Nudge the model to actually use file_search (it can choose not to on simple
prompts):

```bash
... --instructions 'Use the file_search tool to ground your answer in my notes.' \
    --vector-store "$VS_ID"
```

Override the model (gpt-4o-mini default; any tool-capable model works):

```bash
... --model gpt-4o --vector-store "$VS_ID"
```

## Cleanup / management

`bin/stageKnowledge.js` only creates artifacts; nothing deletes them. Vector
stores and their underlying files persist on your OpenAI account and continue
to incur storage costs until removed. Use the OpenAI platform dashboard at
https://platform.openai.com/storage, or the REST API directly:

```bash
# List vector stores
curl -sS -H "Authorization: Bearer $OPENAI_API_KEY" \
  https://api.openai.com/v1/vector_stores

# Inspect one
curl -sS -H "Authorization: Bearer $OPENAI_API_KEY" \
  "https://api.openai.com/v1/vector_stores/$VS_ID"

# Delete a vector store (detaches files; the underlying /v1/files records remain
# and must be deleted separately if no longer needed)
curl -sS -X DELETE -H "Authorization: Bearer $OPENAI_API_KEY" \
  "https://api.openai.com/v1/vector_stores/$VS_ID"

# List uploaded files
curl -sS -H "Authorization: Bearer $OPENAI_API_KEY" \
  https://api.openai.com/v1/files

# Delete an uploaded file
curl -sS -X DELETE -H "Authorization: Bearer $OPENAI_API_KEY" \
  "https://api.openai.com/v1/files/$FILE_ID"
```

## Notes / gotchas

- **Indexing is asynchronous** — `bin/stageKnowledge.js` blocks until the file's
  per-file status reaches `completed` or `failed`. Don't try to query a vector
  store before this finishes; file_search will return nothing.
- **The aggregate `file_counts` is eventually consistent** — right after creating
  a vector store with `file_ids`, the aggregate counters can briefly report
  `in_progress: 0` before the attachment is registered. That's why the script
  polls the per-file endpoint instead.
- **Retrieval is non-deterministic** — the model may choose not to invoke
  file_search on a given turn.

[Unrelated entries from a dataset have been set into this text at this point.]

PR #1810, opened 2019-10-05
Mopidy on Windows

rdbhost:
This mopidy fork works on the Microsoft Windows platform.

Path handling is Posix (forward slashes).  Modern versions of Windows seem to handle Posix paths ok, so paths are converted to Posix early and maintained as Posix.  Many calls to os.path.* are now posixpath.*.  A new function, mopidy.posix_normpath, will convert any path to a Posix-style path possibly with drive (c:, d:) included.

All unittests pass, with maybe a dozen conditionally skipped.  Tests pass under Lubuntu 19.04 and Windows 8.1.

This is a fork of the 2.3 release branch.   The 3.0 develop branch does not seem to have a functioning web-client.

Todos:
1) Find a zeroconf binary, and verify functionality in mopidy.
2) Write an installation guide, covering Gstreamer and Zeroconf.
3) Create an installer, or a python wheel, for easy Windows install.

### DIFF
--- a/docs/command.rst
+++ b/docs/command.rst
@@ -53,7 +53,7 @@ Options
 .. cmdoption:: --config <file|directory>
 
     Specify config files and directories to use. To use multiple config files
-    or directories, separate them with a colon. The later files override the
+    or directories, separate them with a semicolon. The later files override the
     earlier ones if there's a conflict. When specifying a directory, all files
     ending in .conf in the directory are used.
 
--- a/mopidy/__init__.py
+++ b/mopidy/__init__.py
@@ -3,6 +3,7 @@ from __future__ import absolute_import, print_function, unicode_literals
 import platform
 import sys
 import warnings
+import os, posixpath
 
 
 if not (2, 7) <= sys.version_info < (3,):
@@ -15,3 +16,10 @@ warnings.filterwarnings('ignore', 'could not open display')
 
 
 __version__ = '2.3.0'
+
+
+def posix_normpath(path):
+    """if path has win32 backslashes, convert to forward slashes"""
+    path = os.path.splitdrive(path)[1]
+    path_parts = path.split(os.path.sep)
+    return posixpath.sep.join(path_parts)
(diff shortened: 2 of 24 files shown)


rdbhost:
I changed the path separator in config lines from':' to ';'.  This will break some existing configs, so maybe it should be a platform specific thing?

Win32 allows ':' in paths, to indicate the drive.  For example,  'c:\path\to\something'

kingosticks:
This is great. However, it must be rebased on develop if we are to merge it. And we are about to merge the first major py3 PR into the develop branch which will likely have an impact on these changes.

rdbhost:
Is there a release schedule for 3.0?  

Is there a working webclient for 3.0?  If not, which would be the simplest to understand and update?

I put all/most of these changes on develop, and then abandoned it because I could not find a working webclient to live-test with.  I am too skeptical to *just* trust unit-tests to know something works; I need to hear a music player produce sound. ;)

David

kingosticks:
The develop verison of mopidy-musicbox-webclient should be compatible with v3.0. Or an MPD client. 

There is no release schedule other than before the end of the year to coincide with Python 2.7's demise.

rdbhost:
I take it the 2->3 migration plan is to have the same codebase functional on both 2 and 3 until the transition?  I will migrate and test the couple extension modules I have touched.

The new model for Album excludes an image (or images) field.  This breaks mopidy-local-images.  What is the intended approach to mapping images to Albums?

David

jodal:
We'll keep Python 2 compat through some 3.0 alpha releases to ease migration for extensions, but will probably remove the Python 2 support before the final 3.0 release, as there's no point in carrying the weight of something that will soon be EOL-ed.

As for Mopidy-Local-*, it is currently under merging into a single project, ref mopidy/mopidy-local#10. That one probably needs to land before your Windows support in mopidy/mopidy-local#11 has any chance of being merged. The other mopidy-local-* repos will be archived as as soon as they are merged into mopidy-local, so don't spend any energy there. Please follow up on this in the mopidy-local repo.

I'm closing this pull request in preference to #1811.

PR #1811, opened 2019-10-06
Mopidy on Windows

rdbhost:
Same pull request as yesterday, but based on develop branch.

### DIFF
--- a/mopidy/internal/network.py
+++ b/mopidy/internal/network.py
@@ -147,6 +147,7 @@ class Server(object):
             chan = sock.fileno()
         return GLib.io_add_watch(
             chan,
+            1,  # priority?
             GLib.IO_IN,
             self.handle_connection)
 
@@ -298,6 +299,7 @@ class Connection(object):
         try:
             self.recv_id = GLib.io_add_watch(
                 chan,
+                1,  # priority?
                 GLib.IO_IN | GLib.IO_ERR | GLib.IO_HUP,
                 self.recv_callback)
         except socket.error as e:
--- a/mopidy/internal/network.py
+++ b/mopidy/internal/network.py
@@ -290,16 +290,16 @@ class Connection(object):
         if self.recv_id is not None:
             return
 
-        # GLib wants to see actual socket passed on win32
-        if sys.platform == 'win32':
-            chan = self._sock
-        else:
-            chan = self._sock.fileno()
-
         try:
+            # GLib wants to see actual socket passed on win32
+            if sys.platform == 'win32':
+                chan = self._sock
+            else:
+                chan = self._sock.fileno()
+
             self.recv_id = GLib.io_add_watch(
                 chan,
-                1,  # priority?
+                1,  # priority
                 GLib.IO_IN | GLib.IO_ERR | GLib.IO_HUP,
                 self.recv_callback)
         except socket.error as e:
--- a/mopidy/internal/network.py
+++ b/mopidy/internal/network.py
@@ -107,7 +107,6 @@ class Server(object):
         self.server_socket = self.create_server_socket(host, port)
         self.address = get_socket_address(host, port)
 
-        # GLib wants to get actual socket on win32, so we pass the socket
         self.watcher = self.register_server_socket(self.server_socket)
 
     def create_server_socket(self, host, port):
--- a/mopidy/internal/network.py
+++ b/mopidy/internal/network.py
@@ -107,7 +107,8 @@ class Server(object):
         self.server_socket = self.create_server_socket(host, port)
         self.address = get_socket_address(host, port)
 
-        self.watcher = self.register_server_socket(self.server_socket.fileno())
+        # GLib wants to get actual socket on win32, so we pass the socket
+        self.watcher = self.register_server_socket(self.server_socket)
 
     def create_server_socket(self, host, port):
         socket_path = path.get_unix_socket_path(host)
@@ -138,9 +139,14 @@ class Server(object):
         if unix_socket_path is not None:
             os.unlink(unix_socket_path)
 
-    def register_server_socket(self, fileno):
+    def register_server_socket(self, sock):
+        # GLib wants socket for win32, file-num for others
+        if sys.platform == 'win32':
+            chan = sock
+        else:
+            chan = sock.fileno()
         return GLib.io_add_watch(
-            fileno,
+            chan,
             GLib.IO_IN,
             self.handle_connection)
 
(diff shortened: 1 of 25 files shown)


kingosticks:
I guess we need some documentation for installing on Windows. And to look at the CI options else this will go rusty very quickly.

kingosticks:
@jodal what do you want to do about this regarding #1809. I can't imagine they'll both merge without more work.

jodal:
First of all, I think it's awesome that someone finally did the work required to get Mopidy running on Windows :-)

With the Python 2 EOL in less than three months, we simply have to prioritize that above everything else. Until Mopidy runs on Python 3, I won't take the time to think about breaking or controversial changes, like the change from colons to semicolon as path separators. However, I'd be happy to land pieces of this as small, targeted, uncontroversial PRs during the Python 3 work. That way, it'll be less diff left here to rebase and review once we're on Python 3.

As mentioned, someone[tm] needs to look at the options for a CI setup that can run the test suite on Windows as well. If not, we're never going to know if Windows still works or not when we do a release.

kingosticks:
This looks relevant https://circleci.com/docs/2.0/hello-world-windows/

jodal:
Seems like only Linux is available out of the box for open source, and macOS at request. No mention of Windows.

> What if I am building open-source?
>
> We offer a total of four free linux containers ($2400 annual value) for open-source projects. Simply keeping your project public will enable this for you!
> 
> We also offer the Seed plan free (at 1x concurrency) for OS X open source projects. Contact us at billing@circleci.com for access. If you are building a bigger open-source project and need more resources, let us know how we can help you!
-- https://circleci.com/pricing/#faq-section-linux

It looks like [AppVeyor](https://www.appveyor.com/) might let use spend your one free concurrent job on a Windows build.

rdbhost:
Yes, it seems that AppVeyor and Azure App Service offer free service for open source projects, and include Windows servers in that offer.

jodal:
For uniformity, it might be worth shooting an email to CircleCI to see if they're interested in support us with a Windows job. Feel free to send that email on the project's behalf.

mopidy/internal/network.py
```diff
@@ -107,7 +107,8 @@ def __init__(self, host, port, protocol, protocol_kwargs=None,
         self.server_socket = self.create_server_socket(host, port)
         self.address = get_socket_address(host, port)
 
-        self.watcher = self.register_server_socket(self.server_socket.fileno())
+        # GLib wants to get actual socket on win32, so we pass the socket
```
jodal: Remove this comment. It's enough with the one inside `register_server_socket()`.

mopidy/internal/network.py
```diff
@@ -138,9 +139,15 @@ def stop(self):
...
+    def register_server_socket(self, sock):
+        # GLib wants socket for win32, file-num for others
+        if sys.platform == 'win32':
+            chan = sock
+        else:
+            chan = sock.fileno()
         return GLib.io_add_watch(
-            fileno,
+            chan,
+            1,  # priority?
```
jodal: Yes, from https://developer.gnome.org/glib/stable/glib-IO-Channels.html#g-io-add-watch-full it looks like this is probably the priority. Do we have to pass it?

mopidy/internal/storage.py
```diff
@@ -47,13 +47,15 @@ def dump(path, data):
...
     # TODO: cleanup directory/basename.* files.
-    tmp = tempfile.NamedTemporaryFile(
-        prefix=basename + '.', dir=directory, delete=False)
-
     try:
-        with gzip.GzipFile(fileobj=tmp, mode='wb') as fp:
-            json.dump(data, fp, cls=models.ModelJSONEncoder,
-                      indent=2, separators=(',', ': '))
+        with tempfile.NamedTemporaryFile(
+                prefix=basename + '.', dir=directory, delete=False) as tmp:
```
jodal: I understand you had to rewrite this as `NamedTemporaryFile` cannot be opened twice on Windows. With this change, I believe you can simplify the code further:

1. Remove `delete=False` here, so we get the default `delete=True` behavior.
2. Remove the wrapping `try/finally` that is only there to clean up the temporary file. That is now handled by the context manager.

mopidy/internal/network.py
rdbhost: If the priority is omitted, GLib emits a warning about it that pytest interprets as test failure.  Online docs at https://developer.gnome.org/pygobject/stable/glib-functions.html#function-glib--io-add-watch name that second parameter 'condition', and describe it as a bit mask.  The value should probably be one of the named values, perhaps GLib.IO_IN (or all of them |ed).  I'll reexamine the source code this afternoon, and find a basis for a specific value there.

jodal:
@rdbhost It would be lovely if you could rebase on develop once #1814 lands in that branch. I believe the changes done in that PR should make it a lot easier to get Mopidy running on Windows, and make many of your changes unecessary.

rdbhost:
OK.  I'll have to learn what rebase does.  :)

jodal:
@rdbhost The rewrite to using `pathlib` has now landed in the develop branch. That should hopefully make the changeset needed to get Mopidy running on Windows a lot smaller.

rdbhost:
Just noticed the comment about pathlib branch.  This weekend, I will work on resolving the differences between win32 and develop+pathlib.

jodal:
Note that we just landed support for Python 3.7 and will be removing Python 2.7 support over the next few days. See https://github.com/mopidy/mopidy/issues/779#issuecomment-550545562 for details.

rdbhost:
That is good to know.  I believe I will ignore py2 compatibility in the windows work.   

I have noticed that some dependencies, including pytest, have already abandoned py2 compatibility, and do not work under py2.

jodal:
Most of the planned changes has landed in `develop` now, so it should be safe to start rebasing/redoing your Windows work on top of that now. Python 2.7 is no longer supported in the `develop` branch, only 3.7+.

rdbhost:
I may have to abandon the Windows support.   The binary installer for python module for GObject/Gstreamer has not been updated since Python 3.4 (which is also at end of support), and I have not been successful at building it under MSYS for more recent versions.

The installer is at: 
https://sourceforge.net/projects/pygobjectwin32/files/
Some comments by the developer of the installer are at:
https://sourceforge.net/u/tumagonx/profile/ 
The issues seem to be related to the Visual C 2015 runtime used by Python 3.5+ on Windows.

The best-seeming guidance on building it is at:
https://pygobject.readthedocs.io/en/latest/getting_started.html#windows-getting-started

There is a comment in the changelog at the readthedocs site regarding tests under Python 3.6, so apparently somebody has gotten it working under 3.6.  I may take another try at MSYS building this afternoon, otherwise I will give up until someone does a binary installer for modern Python.

This also inspires doubts about how much use Mopidy will get on Windows, if every user has to jump through hoops to get the dependencies installed.


sorry

jodal:
Thank you very much for the effort and for documenting your findings! That makes it a lot easier for the next one to come around wanting to get Mopidy running on Windows.

PR #1812, opened 2019-10-07
py3: Stream backend

kingosticks:
I'm not sure I did the right thing here.

`http.download()` gives us bytes, which is what `playlists.parse()` wants and also returns to us. And I've decoded that assuming utf-8 to match what `uris` is. But surely it's much better for `http.download()` to decode the bytes using the actual server encoding and then if `playlists.parse()` really wants to do deal in bytes (must it?) then we encode/decode around that.

### DIFF
--- a/mopidy/audio/utils.py
+++ b/mopidy/audio/utils.py
@@ -98,5 +98,5 @@ class Signals(object):
 
     def clear(self):
         """Clear all registered signal handlers."""
-        for element, event in self._ids.keys():
+        for element, event in list(self._ids):
             element.disconnect(self._ids.pop((element, event)))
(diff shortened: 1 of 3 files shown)


mopidy/audio/utils.py
```diff
@@ -98,5 +98,5 @@ def disconnect(self, element, event):
 
     def clear(self):
         """Clear all registered signal handlers."""
-        for element, event in self._ids.keys():
+        for element, event in list(self._ids):
```
jodal: The `for` loop will make sure the iterator is used, so no need for explicit `list()` here I believe.

kingosticks: It's required since we are modifying the underlying iterable and will error in py3 otherwise.

jodal: Aha, that makes sense.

If a query that should hit the knowledge base
  doesn't, add an `--instructions` nudge as shown above.
- **File Search vs ChatGPT Projects** — the ChatGPT UI's "project source files"
  are a separate, UI-only mechanism. They are *not* accessible from
  `/v1/responses` API calls. This workflow is the API-side equivalent.